Provided data: Begin
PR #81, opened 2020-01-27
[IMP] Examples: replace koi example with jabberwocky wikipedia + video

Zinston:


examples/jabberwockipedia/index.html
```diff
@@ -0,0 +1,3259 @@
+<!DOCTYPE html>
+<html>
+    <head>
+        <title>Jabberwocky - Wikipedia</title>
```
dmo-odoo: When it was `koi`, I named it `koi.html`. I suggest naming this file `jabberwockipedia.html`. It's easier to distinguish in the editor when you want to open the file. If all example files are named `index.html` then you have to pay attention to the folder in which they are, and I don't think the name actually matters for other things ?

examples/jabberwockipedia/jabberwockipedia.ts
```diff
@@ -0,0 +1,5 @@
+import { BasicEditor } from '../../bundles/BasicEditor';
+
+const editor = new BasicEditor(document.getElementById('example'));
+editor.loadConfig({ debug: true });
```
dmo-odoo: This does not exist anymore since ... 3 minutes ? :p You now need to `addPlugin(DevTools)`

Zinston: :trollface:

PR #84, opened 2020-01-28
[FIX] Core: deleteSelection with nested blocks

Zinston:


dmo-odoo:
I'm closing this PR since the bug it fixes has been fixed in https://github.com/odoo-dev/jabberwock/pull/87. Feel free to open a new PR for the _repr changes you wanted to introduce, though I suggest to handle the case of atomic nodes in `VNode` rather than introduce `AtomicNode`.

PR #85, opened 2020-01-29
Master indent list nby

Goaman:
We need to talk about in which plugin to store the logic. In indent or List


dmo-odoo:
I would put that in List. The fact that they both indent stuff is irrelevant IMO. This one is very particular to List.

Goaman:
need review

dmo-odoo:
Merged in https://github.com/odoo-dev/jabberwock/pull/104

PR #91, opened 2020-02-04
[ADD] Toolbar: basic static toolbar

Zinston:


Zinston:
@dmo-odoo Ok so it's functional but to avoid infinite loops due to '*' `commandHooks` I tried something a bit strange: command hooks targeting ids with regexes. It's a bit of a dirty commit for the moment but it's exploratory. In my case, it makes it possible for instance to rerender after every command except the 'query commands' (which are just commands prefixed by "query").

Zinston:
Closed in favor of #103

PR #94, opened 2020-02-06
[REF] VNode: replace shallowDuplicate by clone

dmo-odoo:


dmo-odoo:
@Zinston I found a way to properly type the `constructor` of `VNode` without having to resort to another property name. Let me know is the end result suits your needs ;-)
Provided data: End
[What the exercise asks] Take the lines above and print them exactly.

[Answer for this exercise]
PR #81, opened 2020-01-27
[IMP] Examples: replace koi example with jabberwocky wikipedia + video

Zinston:


examples/jabberwockipedia/index.html
```diff
@@ -0,0 +1,3259 @@
+<!DOCTYPE html>
+<html>
+    <head>
+        <title>Jabberwocky - Wikipedia</title>
```
dmo-odoo: When it was `koi`, I named it `koi.html`. I suggest naming this file `jabberwockipedia.html`. It's easier to distinguish in the editor when you want to open the file. If all example files are named `index.html` then you have to pay attention to the folder in which they are, and I don't think the name actually matters for other things ?

examples/jabberwockipedia/jabberwockipedia.ts
```diff
@@ -0,0 +1,5 @@
+import { BasicEditor } from '../../bundles/BasicEditor';
+
+const editor = new BasicEditor(document.getElementById('example'));
+editor.loadConfig({ debug: true });
```
dmo-odoo: This does not exist anymore since ... 3 minutes ? :p You now need to `addPlugin(DevTools)`

Zinston: :trollface:

PR #84, opened 2020-01-28
[FIX] Core: deleteSelection with nested blocks

Zinston:


dmo-odoo:
I'm closing this PR since the bug it fixes has been fixed in https://github.com/odoo-dev/jabberwock/pull/87. Feel free to open a new PR for the _repr changes you wanted to introduce, though I suggest to handle the case of atomic nodes in `VNode` rather than introduce `AtomicNode`.

PR #85, opened 2020-01-29
Master indent list nby

Goaman:
We need to talk about in which plugin to store the logic. In indent or List


dmo-odoo:
I would put that in List. The fact that they both indent stuff is irrelevant IMO. This one is very particular to List.

Goaman:
need review

dmo-odoo:
Merged in https://github.com/odoo-dev/jabberwock/pull/104

PR #91, opened 2020-02-04
[ADD] Toolbar: basic static toolbar

Zinston:


Zinston:
@dmo-odoo Ok so it's functional but to avoid infinite loops due to '*' `commandHooks` I tried something a bit strange: command hooks targeting ids with regexes. It's a bit of a dirty commit for the moment but it's exploratory. In my case, it makes it possible for instance to rerender after every command except the 'query commands' (which are just commands prefixed by "query").

Zinston:
Closed in favor of #103

PR #94, opened 2020-02-06
[REF] VNode: replace shallowDuplicate by clone

dmo-odoo:


dmo-odoo:
@Zinston I found a way to properly type the `constructor` of `VNode` without having to resort to another property name. Let me know is the end result suits your needs ;-)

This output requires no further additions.